# 10 weeks: Sharp stabbing pains in lower abdomen?



## Blueberries17

I will be 10 weeks tomorrow, and about 2 hours ago I woke from a nap with sharp shooting pains in my lower abdomen. It was painful enough to knock the wind out of me, but no bleeding. It has become less frequent now, but every so often, I get a sharp stabbing pain that makes me jump! Anyone experience this? Any advice?

Thank you for reading :hugs:


----------



## Gabber

I got a little of that which started a couple of days ago, but I think if you're not bleeding, it's probably just your utuerus stretching since the baby is getting bigger. There is a lot going on in there, so it could just be all the changes. If it doesn't go away and is too painful, I would go see a doctor just to be safe.


----------



## rm16

Hi! I had this yesterday and I am also 10 weeks, 11 after the weekend if I get that far...
Mine felt like a knife through the centre of where I think my uterus is, was yours like that? I have posted on the PAL forum (had a MMC at 11 weeks a couple of years ago and this is my first pregnancy since so I am TERRIFIED!) but no one there really seemed to recognize the pain I was talking about? 
I hope for both of us that it's all normal and everything's ok xx


----------



## Lozdi

I had some pain like this last night. I was hunched over online and it felt as if my baby had taken a disliking to the position and was karate kicking me in my cervix. It was so sharp it made me gasp- it went away though when I sat back and relaxed. I get all sorts of random pains but I check HB with the doppler and that takes the moments of worry away. I had a mmc too last year and its made me super aware of my uterus and the goings on of its occupant!

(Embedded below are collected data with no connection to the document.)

PR #46344, opened 2023-03-03
[10.x] Add processors to logging (placeholders)

alanpoulain:
Maybe this PR should target `11.x`.

This PR adds the possibility to use Monolog processors and adds a default `PsrLogMessageProcessor` to all drivers.
Following @Crell's [post](https://peakd.com/hive-168588/@crell/using-psr-3-placeholders-properly), the logger should be able to use placeholders by default:
```php
Log::info('Showing the user profile for user: {id}', ['id' => $id]);
```
It's not the case today so I added it in this PR.
It can be disabled with `with_placeholders`:
```php
// logging.php

'channels' => [
    'single' => [
        'driver' => 'single',
        'path' => storage_path('logs/laravel.log'),
        'level' => env('LOG_LEVEL', 'debug'),
        'with_placeholders' => false,
    ],
],
```

This PR also adds the possibility to configure processors for the `monolog` driver:

```php
// logging.php

'channels' => [
    'memory' => [
        'driver' => 'monolog',
        'handler' => Monolog\Handler\StreamHandler::class,
        'level' => 'notice',
        'with' => [
            'stream' => 'php://stderr',
        ],
        'processors' => [
            // simple syntax
            Monolog\Processor\MemoryUsageProcessor::class,
            // complex syntax
            ['processor' => Monolog\Processor\PsrLogMessageProcessor::class, 'with' => ['removeUsedContextFields' => true]],
        ],
    ],
],
```

### DIFF
--- a/src/Illuminate/Log/LogManager.php
+++ b/src/Illuminate/Log/LogManager.php
@@ -295,7 +295,7 @@ class LogManager implements LoggerInterface
                     $config['bubble'] ?? true, $config['permission'] ?? null, $config['locking'] ?? false
                 ), $config
             ),
-        ], $config['with_placeholders'] ?? true ? [new PsrLogMessageProcessor()] : []);
+        ], $config['replace_placeholders'] ?? false ? [new PsrLogMessageProcessor()] : []);
     }
 
     /**
@@ -311,7 +311,7 @@ class LogManager implements LoggerInterface
                 $config['path'], $config['days'] ?? 7, $this->level($config),
                 $config['bubble'] ?? true, $config['permission'] ?? null, $config['locking'] ?? false
             ), $config),
-        ], $config['with_placeholders'] ?? true ? [new PsrLogMessageProcessor()] : []);
+        ], $config['replace_placeholders'] ?? false ? [new PsrLogMessageProcessor()] : []);
     }
 
     /**
@@ -335,7 +335,7 @@ class LogManager implements LoggerInterface
                 $config['bubble'] ?? true,
                 $config['exclude_fields'] ?? []
             ), $config),
-        ], $config['with_placeholders'] ?? true ? [new PsrLogMessageProcessor()] : []);
+        ], $config['replace_placeholders'] ?? false ? [new PsrLogMessageProcessor()] : []);
     }
 
     /**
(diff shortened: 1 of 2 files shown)


ankurk91:
To preserve previous behaviour `with_placeholders` must be treated as false by framework, and let user opt in to this feature

alanpoulain:
Sure but if it's `false` by default, it contradicts what the post is saying, particularly in term of security:
> Passing potentially user-provided data into a log message is a security risk, and the escaping mechanism needed for them is not known at call time.

Crell:
The behavior change would be that, currently, you get the following written to the log:

```
Showing the user profile for user: {id} ['id' => 5]
```

whereas with the placeholders interpolated, you'd get this:

```
Showing the user profile for user: 5 ['id' => 5]
```

The degree to which that's a breaking change is not my call to make.  I will note, though, that whether you want the placeholders interpolated is going to vary by the handler.  For writing to syslog, probably yes.  For writing to a DB, almost certainly no.  For writing to a remote logging service, maybe, depending on if the service supports placeholders.

So the default should probably vary by the handler used.

dennisprudlo:
The default can be `false` for 10.x and `true` for 11.x and above.

Then apps using 10.x can opt in, and apps that don't want to use this can opt out in 11.x

alanpoulain:
It could, sure (and I can do it), but it's worth the (very small) risk to do it now in my opinion.
But I will comply to what Laravel mergers say.

kayw-geek:
> Maybe this PR should target `11.x`.
> 
> This PR adds the possibility to use Monolog processors and adds a default `PsrLogMessageProcessor` to all drivers. Following @Crell's [post](https://peakd.com/hive-168588/@crell/using-psr-3-placeholders-properly), the logger should be able to use placeholders by default:
> 
> ```
> Log::info('Showing the user profile for user: {id}', ['id' => $id]);
> ```
> 
> It's not the case today so I added it in this PR. It can be disabled with `with_placeholders`:
> 
> ```
> // logging.php
> 
> 'channels' => [
>     'single' => [
>         'driver' => 'single',
>         'path' => storage_path('logs/laravel.log'),
>         'level' => env('LOG_LEVEL', 'debug'),
>         'with_placeholders' => false,
>     ],
> ],
> ```
> 
> This PR also adds the possibility to configure processors for the `monolog` driver:
> 
> ```
> // logging.php
> 
> 'channels' => [
>     'memory' => [
>         'driver' => 'monolog',
>         'handler' => Monolog\Handler\StreamHandler::class,
>         'level' => 'notice',
>         'with' => [
>             'stream' => 'php://stderr',
>         ],
>         'processors' => [
>             // simple syntax
>             Monolog\Processor\MemoryUsageProcessor::class,
>             // complex syntax
>             ['processor' => Monolog\Processor\PsrLogMessageProcessor::class, 'with' => ['removeUsedContextFields' => true]],
>         ],
>     ],
> ],
> ```

The `with_placeholders` is wrong, we should  replace it using the `replace_placeholders`.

Always call your midwife if you experience pain you feel is too much, they are used to ladies calling them for allsorts and will be very happy to reassure you and explain whats what. :hugs:


----------



## Blueberries17

rm16 said:


> Hi! I had this yesterday and I am also 10 weeks, 11 after the weekend if I get that far...
> Mine felt like a knife through the centre of where I think my uterus is, was yours like that? I have posted on the PAL forum (had a MMC at 11 weeks a couple of years ago and this is my first pregnancy since so I am TERRIFIED!) but no one there really seemed to recognize the pain I was talking about?
> I hope for both of us that it's all normal and everything's ok xx

Yes, that is the pain I am having too! It is random and surprises me every time. Just feels like I'm being stabbed and makes me catch my breath :nope: It is still going on now, about every minute or so, sometimes it goes away for 5 minutes. I have my first scan scheduled for Tuesday, so if it doesn't get worse before then, I'm just going to wait it out. I hope everything is just fine for us! :hugs:


----------



## rm16

Please let me know how your scan goes :) and I will update you on mine, if its ok...if it's not then I guess I'll be packing for another horrific day in the hospital, but I can't bear to think about that yet :(
Hopefully the fact that we both feel it might mean it's a normal stretching pain. It definitely helps to feel more normal when someone else has had the same feeling! Wishing you lots of luck for Tuesday x


----------



## akire01

I am 10 weeks tomorrow and I am also having these sharp random pains. It feels like its in my left ovary....I have had them off and on for about 2 days, they don't last very long.


----------



## Blueberries17

akire01 said:


> I am 10 weeks tomorrow and I am also having these sharp random pains. It feels like its in my left ovary....I have had them off and on for about 2 days, they don't last very long.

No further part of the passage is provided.